--- TASK TO COMPLETE ---
Set all of the entries down again precisely as they are written.

[Saved entries]
Issue #1771, opened 2021-02-01
Pipeline Runs shall not be deleted with parent Pipeline


mzueva:
**Background**
At the moment when `Pipeline` entity is deleted all child `PipelineRuns` are deleted as well. This leads to incorrect billing results, as deleted `PipelineRuns` are not included into reports and prevents server from clearing resources associated with `PipelineRun`, e.g. LustreFs and DNS records.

--- RESULT ---
Issue #1771, opened 2021-02-01
Pipeline Runs shall not be deleted with parent Pipeline


mzueva:
**Background**
At the moment when `Pipeline` entity is deleted all child `PipelineRuns` are deleted as well. This leads to incorrect billing results, as deleted `PipelineRuns` are not included into reports and prevents server from clearing resources associated with `PipelineRun`, e.g. LustreFs and DNS records.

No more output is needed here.